If $v_1=0$ we can have $c=0$ and $v_2 = t$ where $t \in \mathbb{R}$ yielding the zero vector.
If $v_1$ is not equal to $0$, $c$ is not zero, we must have $v_2=0$. $v_1=c*v_1$ and $c=1$, $v_1 \in \mathbb{R}$
and we get $\begin{bmatrix} t \\ 0 \\ \end{bmatrix}$.
Have I done this right? The question also states "for which choices of $c$ does such a zero-vector not exist". I'm not sure what they mean here, since it's very obvious any $c$ not equal to zero will yield a non zero $v$ if $v_1$ and $v_2$ are not both equal to zero.
I wonder if my solution is wrong, because I need to explain the geometric interpretation of what happens when I take the product $Av$ for the different $c$'s. I don't see anything special with my two answers, so I think I might not have solved it correctly.

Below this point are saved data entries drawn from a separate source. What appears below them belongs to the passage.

PR #1164, opened 2024-09-10
[server] Parallel processing for AA/WC workload

gaojieliu:
This code change introduces a new thread pool to process AA/WC workload, and essentially, all the AA/WC processing logic will be delegated to this new thread pool regardless of the consumer threads/pool assignment. The reason to have such feature:
1. Consumption is not the bottleneck and AA/WC processing logic is cpu intensive, so even with one single consumer, the thread pool can be largely utilized when there are a lot of AA/WC messages from this single consumer.
2. In prod, we have seen a few scenarios, which have long-tail partitions, which would slow down inc push or rebalance significantly.

This code change introduces two new configs:
server.aa.wc.workload.parallel.processing.enabled: default false server.aa.wc.workload.parallel.processing.thread.pool.size: default 8

Here is how the workflow is changed to adopt the new parallel processing pattern:
1. Consumer threads will send a list of messages belonging to the same partition to `ConsumptionTask`, which is an existing behavior.
2. When `StoreIngestionTask` (extending `ConsumptionTask`) receives a batch of messages, it would check whether all the messages are AA/WC messages and if yes, it will delegate them batch by batch to the new processing thread pool when this feature is enabled. For each batch, here are the steps: a. Lock the keys in the batch. b. Execute the AA/WC logic, and for the updates to the same key, they will be executed sequentially. c. Update the transient cache. d. Return a new compatible format: `PubSubMessageProcessedResultWrapper`, which includes both the original message and the processed result.
3. Continue the existing logic to function: `delegateConsumerRecord`.
4. When processing each message, if the message carries the processed result, use it, otherwise, continue the processing synchronously.

There is another change, which will do DIV validation/filtering before step 2, which is used to filter out duplicate messages as early as possible to reduce the unnecessary compute.

This PR also fixes a race condition in changelog view-writer and the fix is simple, and Venice Server will update the transient cache before writing to the changelog view topic, so that when next message tries to lookup the same key, it will get the latest result even the writing to the version topic is still pending.

## How was this PR tested?
CI


clients/da-vinci-client/src/main/java/com/linkedin/davinci/kafka/consumer/StoreIngestionTask.java
```diff
@@ -1040,84 +1124,156 @@ protected void produceToStoreBufferServiceOrKafka(
...
+
+    if (metricsEnabled) {
+      if (totalBytesRead > 0) {
+        hostLevelIngestionStats.recordTotalBytesReadFromKafkaAsUncompressedSize(totalBytesRead);
+      }
+      if (elapsedTimeForPuttingIntoQueue.getValue() > 0) {
+        hostLevelIngestionStats.recordConsumerRecordsQueuePutLatency(
+            elapsedTimeForPuttingIntoQueue.getValue(),
+            beforeProcessingBatchRecordsTimestampMs);
       }
```
FelixGV, line 1194: Why carry this all the way here? Can we do the metrics recording directly inside `handleSingleMessage`, rather than merely setting the value into this `ValueHolder` over there?

FelixGV (commented):
I just begun taking a look at this PR and I'm not done yet... but I'm stopping for today so I'll just leave this one comment for now.

clients/da-vinci-client/src/main/java/com/linkedin/davinci/kafka/consumer/StoreIngestionTask.java
gaojieliu: This is trying to preserve the existing semantics to report the latency per batch..
I don't mind to record metrics directly in the new function, but it would cause a change in the monitoring.

FelixGV: Ah, so this metric is per batch or per record?

gaojieliu: It is per batch today:
[elapsedTimeForPuttingIntoQueue](https://github.com/linkedin/venice/blob/main/clients/da-vinci-client/src/main/java/com/linkedin/davinci/kafka/consumer/StoreIngestionTask.java#L1106)

FelixGV: Ok I see... this seems like a confusing metric semantic though xD

clients/da-vinci-client/src/main/java/com/linkedin/davinci/kafka/consumer/StoreIngestionTask.java
```diff
@@ -1040,84 +1124,156 @@ protected void produceToStoreBufferServiceOrKafka(
...
+    }
+
     long totalBytesRead = 0;
-    double elapsedTimeForPuttingIntoQueue = 0;
+    ValueHolder<Double> elapsedTimeForPuttingIntoQueue = new ValueHolder<>(0d);
     boolean metricsEnabled = emitMetrics.get();
     long beforeProcessingBatchRecordsTimestampMs = System.currentTimeMillis();
+
     for (PubSubMessage<KafkaKey, KafkaMessageEnvelope, Long> record: records) {
+      partitionConsumptionState = partitionConsumptionStateMap.get(topicPartition.getPartitionNumber());
```
sixpluszero, line 1158: maybe we can move this out of the loop?

clients/da-vinci-client/src/main/java/com/linkedin/davinci/kafka/consumer/StoreIngestionTask.java
```diff
@@ -1040,84 +1124,156 @@ protected void produceToStoreBufferServiceOrKafka(
...
+    }
+    /**
+     * Process records batch by batch.
+     */
+    for (List<PubSubMessage<KafkaKey, KafkaMessageEnvelope, Long>> batch: batches) {
+      List<ReentrantLock> locks = ingestionBatchProcessor.lockKeys(batch);
+      try {
+        long beforeProcessingPerRecordTimestampNs = System.nanoTime();
+        List<PubSubMessageProcessedResultWrapper<KafkaKey, KafkaMessageEnvelope, Long>> processedResults =
+            ingestionBatchProcessor.process(
```
sixpluszero, line 1254: Please bear me with some dumb question - even though we synced offline but I am still a bit confused about the processing logic here: if there is control message such as SOS/EOS (which carries something like HB) how does batch processes process these messages? I checked the processFunction passed in, looks like it only assumes data message?

internal/venice-test-common/src/integrationTest/java/com/linkedin/venice/endToEnd/TestActiveActiveIngestionWithReadWriteLeaderCompactionTuningAndParallelProcessing.java
```diff
@@ -1,11 +1,18 @@
...
+ * Integration test to verify active/active replication when applying read-write leader compaction optimization
+ * and parallel processing of AA/WC workload.
  */
-public class TestActiveActiveIngestionWithReadWriteLeaderCompactionTuning extends TestActiveActiveIngestion {
+public class TestActiveActiveIngestionWithReadWriteLeaderCompactionTuningAndParallelProcessing
+    extends TestActiveActiveIngestion {
   @Override
   protected boolean isLevel0CompactionTuningForReadWriteLeaderEnabled() {
     return true;
   }
```
sixpluszero, line 12: This change is pretty important, is it possible that we add a new test that sends a bunch of updates with same keys? I am not sure if this scenario is covered in existing tests.

clients/da-vinci-client/src/main/java/com/linkedin/davinci/kafka/consumer/StoreIngestionTask.java
```diff
@@ -501,13 +506,16 @@ public StoreIngestionTask(
     if (!this.recordLevelMetricEnabled.get()) {
       LOGGER.info("Disabled record-level metric when ingesting current version: {}", kafkaVersionTopic);
     }
+    this.parallelProcessingThreadPool = builder.getAaWCWorkLoadProcessingThreadPool();
```
sixpluszero, line 509: nit: Should we use AAWC instead of AaWC as it is the pattern everywhere else.

sixpluszero (commented):
Thanks for the big change! I did one pass, since this change in pipeline is big there are some confusion still so I left some comments below. Please feel free to take a look.

clients/da-vinci-client/src/main/java/com/linkedin/davinci/kafka/consumer/LeaderFollowerStoreIngestionTask.java
```diff
@@ -293,13 +297,35 @@ public LeaderFollowerStoreIngestionTask(
               store,
               version.getNumber(),
               schemaRepository.getKeySchema(store.getName()).getSchema());
+      boolean tmpValueForHasChangeCaptureViewWriter = false;
```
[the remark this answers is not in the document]
gaojieliu: Yeah, I didn't change the location where the `VeniceViewWriter` is being initialized today, and I guess this doesn't matter.

clients/da-vinci-client/src/main/java/com/linkedin/davinci/kafka/consumer/LeaderFollowerStoreIngestionTask.java
```diff
@@ -2121,6 +2152,59 @@ protected void recordHeartbeatReceived(
...
   }
 
+  @Override
+  protected Iterable<PubSubMessage<KafkaKey, KafkaMessageEnvelope, Long>> validateAndFilterOutDuplicateMessagesFromLeaderTopic(
+      Iterable<PubSubMessage<KafkaKey, KafkaMessageEnvelope, Long>> records,
+      PubSubTopicPartition topicPartition) {
+    PartitionConsumptionState partitionConsumptionState =
+        partitionConsumptionStateMap.get(topicPartition.getPartitionNumber());
+    if (partitionConsumptionState == null) {
+      // The partition is likely unsubscribed, will skip these messages.
```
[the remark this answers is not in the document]
gaojieliu: Sure.

clients/da-vinci-client/src/main/java/com/linkedin/davinci/kafka/consumer/IngestionBatchProcessor.java
```diff
@@ -0,0 +1,165 @@
...
+                  partition,
+                  kafkaUrl,
+                  kafkaClusterId,
+                  beforeProcessingRecordTimestampNs,
+                  beforeProcessingBatchRecordsTimestampMs));
+        });
+      }, batchProcessingThreadPool));
+    });
+    try {
+      CompletableFuture.allOf(futureList.toArray(new CompletableFuture[0])).get();
```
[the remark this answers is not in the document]
gaojieliu: I think it should be good enough to check the overall ingestion process, which is the ultimate metric we should look at.

internal/venice-test-common/src/integrationTest/java/com/linkedin/venice/endToEnd/TestActiveActiveIngestionWithReadWriteLeaderCompactionTuningAndParallelProcessing.java
gaojieliu: `TestChangelogConsumer#testAAIngestionWithStoreView` has this pattern, and that is the place I discovered the race condition with changelog view.

clients/da-vinci-client/src/main/java/com/linkedin/davinci/kafka/consumer/StoreIngestionTask.java
gaojieliu: Sure

clients/da-vinci-client/src/main/java/com/linkedin/davinci/kafka/consumer/StoreIngestionTask.java
gaojieliu: Batch processing function will skip all the Control messages.

clients/da-vinci-client/src/main/java/com/linkedin/davinci/config/VeniceServerConfig.java
```diff
@@ -895,6 +899,10 @@ public VeniceServerConfig(VeniceProperties serverProperties, Map<String, Map<Str
     if (channelOptionWriteBufferHighBytes <= 0) {
       throw new VeniceException("Invalid channel option write buffer high bytes: " + channelOptionWriteBufferHighBytes);
     }
+    aaWCWorkloadParallelProcessingEnabled =
+        serverProperties.getBoolean(SERVER_AA_WC_WORKLOAD_PARALLEL_PROCESSING_ENABLED, false);
+    aaWCWorkloadParallelProcessingThreadPoolSize =
+        serverProperties.getInt(SERVER_AA_WC_WORKLOAD_PARALLEL_PROCESSING_THREAD_POOL_SIZE, 8);
```
sixpluszero, line 905: Actually I have a question - I think correctness there is no issue, but if all the AAWC leader can submit batch of record pulled from RT, then would this be true for current / non-current version to share the same critical path and one maybe impact the other?

gaojieliu: Yes, it is correct.
For the current/non-current version differentiation, we will delegate it to the consumer pool strategy, rather than solving it here.

There are different layer of strategies, and this layer is purely for scheduling, not prioritization.
That is the way how it is designed originally: separate of concerns.

sixpluszero: Synced offline, I think for now it is not a concern as described above.

.gitignore
```diff
@@ -17,6 +17,7 @@ build/
 internal/venice-test-common/tmp/
 internal/venice-test-common/dump.complete.hprof
 internal/venice-test-common/src/jmh/generated
+internal/venice-test-common/file:/
```
sixpluszero, line 20: minor question - why do we need to add this?

gaojieliu: When running the E2E integration tests locally, I saw this folder got created every time and that is the reason I would like to exclude from here.

PR #1168, opened 2024-09-11
[dvc] Exposed an API to pass an executor to CachingDaVinciClientFactory

gaojieliu:
This PR makes the read chunk executor pluggable.

## How was this PR tested?
CI


xunyin8 (approved):
Thank you Gaojie!

xunyin8 (approved):

PR #1170, opened 2024-09-11
[common][server][dvc-client] Make a true non-blocking end-offset fetcher

majisourav99:
## Create a true non-blocking version of end-offset fetcher

In recent past we have seen cases where end offset fetch call stalls for a very long time. It could happen due to multiple reasons, like general Kafka outage, or mismatched VT vs RT partition count leading to non-existed partition or other network issues. 
Even though we cache the offset value, there is a blocking call before cache is updated. This hold the lock for a very long time and subsequent calls (either from metics collection) or the ready to serve call waits forever.  Since drainer thread is shared this blocks the processing of other resources in a drainer thread leading to cluster-wide impact. This PR check for cache miss and returns immediately with some sentinel value while a nonblocking call updates the cache asynchronously. 

## How was this PR tested?

GHCI

### DIFF
--- a/clients/da-vinci-client/src/main/java/com/linkedin/davinci/kafka/consumer/StoreIngestionTask.java
+++ b/clients/da-vinci-client/src/main/java/com/linkedin/davinci/kafka/consumer/StoreIngestionTask.java
@@ -2062,13 +2062,18 @@ public abstract class StoreIngestionTask implements Runnable, Closeable {
     if (offsetFromConsumer >= 0) {
       return offsetFromConsumer;
     }
-    return RetryUtils.executeWithMaxAttempt(() -> {
-      long offset = getTopicManager(kafkaUrl).getLatestOffsetCachedNonBlocking(pubSubTopic, partition);
-      if (offset == -1) {
-        throw new VeniceException("Found latest offset -1");
-      }
-      return offset;
-    }, 5, Duration.ofSeconds(1), Collections.singletonList(VeniceException.class));
+    try {
+      return RetryUtils.executeWithMaxAttempt(() -> {
+        long offset = getTopicManager(kafkaUrl).getLatestOffsetCachedNonBlocking(pubSubTopic, partition);
+        if (offset == -1) {
+          throw new VeniceException("Found latest offset -1");
+        }
+        return offset;
+      }, 5, Duration.ofSeconds(1), Collections.singletonList(VeniceException.class));
+    } catch (Exception e) {
+      LOGGER.error("Could not find latest offset for {} even after 5 retries", pubSubTopic.getName());
+      return -1;
+    }
   }
 
   protected long getPartitionOffsetLagBasedOnMetrics(String kafkaSourceAddress, PubSubTopic topic, int partition) {
--- a/clients/da-vinci-client/src/main/java/com/linkedin/davinci/kafka/consumer/StoreIngestionTask.java
+++ b/clients/da-vinci-client/src/main/java/com/linkedin/davinci/kafka/consumer/StoreIngestionTask.java
@@ -2061,7 +2061,7 @@ public abstract class StoreIngestionTask implements Runnable, Closeable {
     if (offsetFromConsumer >= 0) {
       return offsetFromConsumer;
     }
-    return getTopicManager(kafkaUrl).getLatestOffsetCached(pubSubTopic, partition);
+    return getTopicManager(kafkaUrl).getLatestOffsetCachedNonBlocking(pubSubTopic, partition);
   }
 
   protected long getPartitionOffsetLagBasedOnMetrics(String kafkaSourceAddress, PubSubTopic topic, int partition) {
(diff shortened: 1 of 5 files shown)


clients/da-vinci-client/src/main/java/com/linkedin/davinci/kafka/consumer/StoreIngestionTask.java
```diff
@@ -2061,7 +2062,18 @@ protected long getTopicPartitionEndOffSet(String kafkaUrl, PubSubTopic pubSubTop
...
+      return RetryUtils.executeWithMaxAttempt(() -> {
+        long offset = getTopicManager(kafkaUrl).getLatestOffsetCachedNonBlocking(pubSubTopic, partition);
+        if (offset == -1) {
+          throw new VeniceException("Found latest offset -1");
+        }
+        return offset;
+      }, 5, Duration.ofSeconds(1), Collections.singletonList(VeniceException.class));
+    } catch (Exception e) {
+      LOGGER.error("Could not find latest offset for {} even after 5 retries", pubSubTopic.getName());
+      return -1;
```
sixpluszero, line 2075: I am wondering if return -1 is expected. If the VT exists, RT does not exist, we return -1 and if the latest processed offset is initialized to 0 (is it true?) then the lag is 1, and it will not block the partition to go online?

majisourav99: In RTS code caller `measureRTOffsetLagForSingleRegion`, it does this

`if (lastOffsetInRealTimeTopic < 0) {
      if (!REDUNDANT_LOGGING_FILTER.isRedundantException("Got a negative lastOffsetInRealTimeTopic")) {
        LOGGER.warn(
            "Unexpected! Got a negative lastOffsetInRealTimeTopic ({})! Will return Long.MAX_VALUE ({}) as the lag for replica: {}.",
            lastOffsetInRealTimeTopic,
            Long.MAX_VALUE,
            pcs.getReplicaId(),
            new VeniceException("Exception not thrown, just for logging purposes."));
      }
      return Long.MAX_VALUE;
    }

FelixGV:
> mismatched VT vs RT partition count leading to non-existed partition

Does this actually happen?

majisourav99:
> > mismatched VT vs RT partition count leading to non-existed partition
> 
> Does this actually happen?

Yes, it did happen! Hybrid conversion during target push created a scenario different colo RT to be created with different partition count.

FelixGV:
> > > mismatched VT vs RT partition count leading to non-existed partition
> > 
> > 
> > Does this actually happen?
> 
> Yes, it did happen! Hybrid conversion during target push created a scenario different colo RT to be created with different partition count.

Wow, that is super messed up... is there a way we can guard against this scenario upstream?

majisourav99:
> > > > mismatched VT vs RT partition count leading to non-existed partition
> > > 
> > > 
> > > Does this actually happen?
> > 
> > 
> > Yes, it did happen! Hybrid conversion during target push created a scenario different colo RT to be created with different partition count.
> 
> Wow, that is super messed up... is there a way we can guard against this scenario upstream?

We can let SIT constructor fail if VT != RT partition count for hybrid stores

sixpluszero:
> We can let SIT constructor fail if VT != RT partition count for hybrid stores

Do you plan to include this in the PR, or you want to have a separate PR to deal with the changes?

clients/da-vinci-client/src/main/java/com/linkedin/davinci/kafka/consumer/StoreIngestionTask.java
sixpluszero: Synced offline - I think it is ok for now.

internal/venice-common/src/main/java/com/linkedin/venice/pubsub/manager/TopicMetadataFetcher.java
```diff
@@ -379,6 +379,25 @@ CompletableFuture<Long> getLatestOffsetWithRetriesAsync(PubSubTopicPartition pub
...
+    updateCacheAsync(
+        pubSubTopicPartition,
+        cachedValue,
+        latestOffsetCache,
+        () -> getLatestOffsetWithRetriesAsync(
+            pubSubTopicPartition,
+            DEFAULT_MAX_RETRIES_FOR_POPULATING_TMD_CACHE_ENTRY));
+    if (cachedValue == null) {
+      cachedValue = latestOffsetCache.get(pubSubTopicPartition);
+      if (cachedValue == null) {
```
sixpluszero, line 394: btw I have a last question - why would you do this 2 times? when it is null, meaning it is not going to get anything from the latestOffsetCache. Or do you think updateCacheAsync has the chance to update it in the instant?
IMO we should not really expect that to happen...

sixpluszero (approved):
I left a final question but overall it is good. Thank you for the fix!

internal/venice-common/src/main/java/com/linkedin/venice/pubsub/manager/TopicMetadataFetcher.java
majisourav99: Its the later one, `Or do you think updateCacheAsync has the chance to update it in the instant` Its best effort, not super critical to have this.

It looks as if you're on the right track. The problem really wants you to look at this in terms of $c$, so restating what you've said,
For $c = 0$, the vector $\pmatrix{0 \\ 1}$ is a solution (as is any multiple of it).
For $c = 1$, the vector $\pmatrix{1 \\ 0}$ is a solution (as is any multiple of it).
For any other $c$, $Av = cv$ has no nonzero solutions (indeed, no solutions at all).
In short: you're on exactly the right track, and a little reorganizing of what you wrote gets things to be expressed the way the question-asked was probably hoping they'd be.